SBIMB / StellarPGx

Calling star alleles in highly polymorphic pharmacogenes (e.g. CYP450 genes) by leveraging genome graph-based variant detection.
MIT License
30 stars 7 forks source link

StellarPGx v1.2.5 incorrectly calls GeT-RM samples NA10847, NA19920 and NA19908 that were correctly called by the original version #24

Closed VasilisFlouris closed 10 months ago

VasilisFlouris commented 1 year ago

Hello there,

while testing StellarPGx v1.2.5 on CYP2D6-calling on samples from GeT-RM I encountered something unexpected. On your publication on StellarPGx, samples NA10847, NA19920 and NA19908 are correctly called as 1/41, 1/4x2 and 1/46 respectively. However v1.2.5 incorrectly calls these samples as 39/41, 1/4 and 43/45 respectively.

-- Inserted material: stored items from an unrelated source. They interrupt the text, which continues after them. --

PR #6513, opened 2020-01-20
treewide: replace deprecated C headers

neheb:
Found with clang-tidy's modernize-deprecated-headers.

### DIFF
--- a/src/builtin_function.cpp
+++ b/src/builtin_function.cpp
@@ -22,7 +22,7 @@
 #include "parser.h"
 #include "parser_keywords.h"
 #include "proc.h"
-#include "signal.h"
+#include "signal.h" // NOLINT
 #include "wgetopt.h"
 #include "wutil.h"  // IWYU pragma: keep
 
--- a/src/builtin_functions.cpp
+++ b/src/builtin_functions.cpp
@@ -26,7 +26,7 @@
 #include "parser.h"
 #include "parser_keywords.h"
 #include "proc.h"
-#include "signal.h"
+#include "signal.h" // NOLINT
 #include "wcstringutil.h"
 #include "wgetopt.h"
 #include "wutil.h"  // IWYU pragma: keep
--- a/src/builtin_wait.cpp
+++ b/src/builtin_wait.cpp
@@ -10,7 +10,7 @@
 #include "common.h"
 #include "parser.h"
 #include "proc.h"
-#include "signal.h"
+#include "signal.h" // NOLINT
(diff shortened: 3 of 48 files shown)


floam:
We ought to be using the std:: namespace if using the `cfoo` headers.

floam:
e.g. what I did in https://github.com/fish-shell/fish-shell/commit/aaacdb89b628eb37bb2e7c461662a677baf9b23e#diff-eebc687857eb591b1beb2a6c87379378

zanchey:
And there's symbols on some platforms that aren't in `std::`; given the probable fallout is there significant benefit to this kind of cleanup?

floam:
> And there's symbols on some platforms that aren't in std::
Still the case since the C++11 switch? Since that change we require a newer Clang/GCC than we had in the past. I'm surprised a libc++ or libstdc++ with C++11 officially implemented would still have that happen.

zanchey:
3b0f642de9fef3bac3ef98d8bcecdbdfb81e945b and 1293cd8b6a are the commits that spring to mind; I don't mind testing this on RHEL 6 at some stage as that's probably the oldest platform we support, but I'm not clear on what the actual benefit is.

krobelus:
Regarding a switch to `std::`: if this would affect many lines I would only do it given a good reason as to not unnecessarily clutter `git blame` output.

neheb:
@zanchey the former (which I authored) deals with the libc not supporting _GLIBCXX_USE_C99_MATH_TR1. Fish doesn't actually compile with that libc because of missing locale_t.

In any case, using namespace std; is found nowhere in the codebase. As the C++ headers include the C headers, which is a relatively moot point.

zanchey:
Works fine on RHEL 6; @Mno-hime, are you able to test on OpenIndiana?

Mno-hime:
@zanchey Works me with GCC 6 & 8.

zanchey:
OK, that's useful to know.

I'm still ambivalent about merging; I realise that this is unhelpful "stop energy" but I don't understand what the benefit is. Am I missing something, or is it more than cleanup of technically-deprecated but unlikely to ever stop working headers?

ridiculousfish:
Let's not do this, it does not appear to provide any practical benefit. It's not clear to me which functions would get put in `std` with this change anyways - I think it's C functions but not Unix ones? 

(Incidentally `using namespace std;` would be a grave mistake).

Thank you for opening this anyways - hygiene is important!

PR #6516, opened 2020-01-21
Remove `dropbox` completions

ammgws:
## Description

These completions look to be for the [dropbox.py script](https://www.dropbox.com/download?dl=packages/dropbox.py), however as far as I know this script isn't necessarily found on $PATH as `dropbox`. In fact, the Dropbox [site](https://www.dropbox.com/install-linux) says:

> Download this Python script to control Dropbox from the command line. For easy access, put a symlink to the script anywhere in your PATH.

On my Arch Linux system the script is available on the AUR as `dropbox-cli` and on path also as `dropbox-cli`, and the desktop app/daemon is found as `dropbox`. Thus this completion script unexpectedly causes dropbox to open when the completion script is run:

image

It looks like on Ubuntu this script is available as `dropbox` according to [this](http://manpages.ubuntu.com/manpages/bionic/man1/dropbox.1.html).

I guess we could check the shebang of `dropbox` and if it is python then it is most likely the dropbox.py script, but it seemed kinda kludgey so my thought is to just remove this completion altogether.

## TODOs:


faho:
Yeah, seems like a good idea, merged.

PR #6517, opened 2020-01-21
Fix encodings completion script for FreeBSD/Cygwin

ammgws:
## Description

`iconv --list` output format is different between the GNU and FreeBSD/Cygwin verisons.

On GNU (when stdout is redirected): prints encodings separated by `//`

On Cygwin/FreeBSD: prints encodings separated by '\n', however multiple encodings can appear on the same line.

The BAM files for these samples were downloaded from the ENA website and used as is.

Stellar was called as:

nextflow run main.nf -dsl1 -profile standard --build b37 --gene cyp2d6 

For NA10847 the output was:

 --------------------------------------------

CYP2D6 Star Allele Calling with StellarPGx

--------------------------------------------

Initially computed CN = 2

Sample core variants:
42523805~C>T~0/1;42523943~A>G~0/1

Candidate alleles:
['39.v1_41.v1']

Result:
*39/*41

Activity score:
1.5

Metaboliser status:
Normal metaboliser (NM)

For NA19920:

--------------------------------------------

CYP2D6 Star Allele Calling with StellarPGx

--------------------------------------------

Initially computed CN = 3

Sample core variants:
42522613~G>C~0/1;42523507~A>C~0/1;42523943~A>G~1/1;42524947~C>T~0/1;42526694~G>A~0/1

Candidate alleles:
[1.v1_4.v2]

Result:
Possible novel allele or suballele present: interpret with caution; experimental validation and expert review through PharmVar is recommended

Likely background alleles:
[*1/*4]

Activity score:
Indeterminate

Metaboliser status:
Indeterminate

For NA19908:

--------------------------------------------

CYP2D6 Star Allele Calling with StellarPGx

--------------------------------------------

Initially computed CN = 2

Sample core variants:
42522613~G>C~0/1;42523943~A>G~0/1;42525077~C>T~0/1;42526717~C>T~0/1

Candidate alleles:
['1.v1_46.v1', '43.v1_45.v1']

Result:
*43/*45

Activity score:
1.5

Metaboliser status:
Normal metaboliser (NM)

Is this an error on my end?

Thank you.

twesigomwedavid commented 1 year ago

@VasilisFlouris, Thanks for raising this. It's not an error on your side. Some updates to the StellarPGx version we published in CPT have (inevitably) affected a few calls.

For NA10847, the 42522613G>C variant is called in the initial steps. However, it is subsequently filtered out because it has a Quality by Depth (QD) = 8.7. The current StellarPGx version considers variants with QD ≥ 10. If the QD filter in the main.nf file is relaxed to say 5, then the allele call will be 1/41 as per the original call. However, relaxing thresholds could also affect calls in other samples (could be non-GETRM) as this region (and the CYP2D locus in general) is prone to artefactual variants resulting from read misalignments across CYP2D6 and CYP2D7.

For NA19920, the copy number is still correctly identified. However, the current StellarPGx version flags 42523507~A>C as a potential novel core variant. This variant is supported by a QD = 23.5 and AD=21/85 (not so uncommon for samples with a duplication). Therefore, that's why StellarPGx flagged that there is a potential novel star allele. Of course, this would need experimental validation and again highlights challenges relating to variant calling in this region.

For the NA19908, the quick tests I've run point to some subvariants being filtered out according to the more stringent cutoffs in the current StellarPGx version. These were used to discriminate 1/46 from 43/45 variant combinations in the first version.